EXERCISE MATERIAL Start Marker
PR #1261, opened 2026-04-16
docs: Clarify packaging options and document the runner JAR

### LINKED ISSUE #1213: Docker runner JAR output locations doesn't mesh with Docs
### Expected Behavior

When running `./gradlew assemble`,  I expect the `build/libs` directory to contain only my application JAR, and for the `build/docker/main/layers` directory to be "runnable", as per [the docs](https://micronaut-projects.github.io/micronaut-gradle-plugin/latest/#_layered_application).

### Actual Behaviour

When the `runnerJar` task executes as part of the Docker plugin, it produces the JAR in the `build/libs` directory.

This isn't a bug in the "it doesn't work" sense. Everything mostly works just fine. However,

1. This can be confusing as, depending on which other plugins are available, a bunch of other JARs might end up in that directory as well.
2. The runner JAR can't do anything on its own. It's really more of an intermediate artifact for most workflows.
3. The [docs indicate](https://micronaut-projects.github.io/micronaut-gradle-plugin/latest/#_layered_application) the `build/docker/main/layers` directory should be "runnable". Presently, no JAR gets produced into that directory directly. However, if the runner JAR were placed there, then things would indeed work mostly as documented.

I actually began modifying the docs to address this, but then realized that moving the runner JAR output might be the more desirable change instead. Something along the lines of

```java
jar.getDestinationDirectory().set(project.getLayout().getBuildDirectory().dir("docker/main/layers"));
```
though I haven't tested this or checked to see if it should use constants or other task properties.

Anyhow, I'm happy to make a PR with whichever change you feel is more appropriate: clarification in the docs, or changes to the plugin.

### Steps To Reproduce

1. Start a start project using the Micronaut Application Gradle plugin
2. `./gradlew assemble`

### Environment Information

MacOS, JDK 21

### Example Application

_No response_

### Version

id("io.micronaut.platform.catalog") version "4.6.1"

MariusVolkhart:
## Summary

Fixes #1213

- **Replace misleading "Layered application" section** with "Standard distribution" — the old section described `build/docker/main/layers` as a runnable directory, but that's an internal artifact of the Docker build layers, not a supported way to run the application. Points users to `build/distributions` instead.
- **Add "Runner JAR" note** explaining that the Docker plugin produces an extra JAR in `build/libs/` that is used internally by the Docker build layers and is otherwise irrelevant. This addresses the confusion described in #1213 about unexpected JARs appearing in `build/libs/`.
- **Fix Kotlin DSL syntax** for ShadowJar `zip64` (use idiomatic property assignment instead of `.set()`)

## Context

I considered moving the runner JAR's output directory out of `build/libs/` (as suggested in the issue), but that conflicts with `BuildLayersTask` which owns `build/docker/main/layers` as its `@OutputDirectory` and deletes it at the start of each run.

## Test plan

- [x] Documentation renders correctly in the generated site
- [x] Existing `BuildLayersSpec` and `DockerBuildTaskSpec` tests continue to pass (no code changes)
EXERCISE MATERIAL End Marker
For each line in the entries that contains the string "gradlew", make a copy.

When running `./gradlew assemble`,  I expect the `build/libs` directory to contain only my application JAR, and for the `build/docker/main/layers` directory to be "runnable", as per [the docs](https://micronaut-projects.github.io/micronaut-gradle-plugin/latest/#_layered_application).
2. `./gradlew assemble`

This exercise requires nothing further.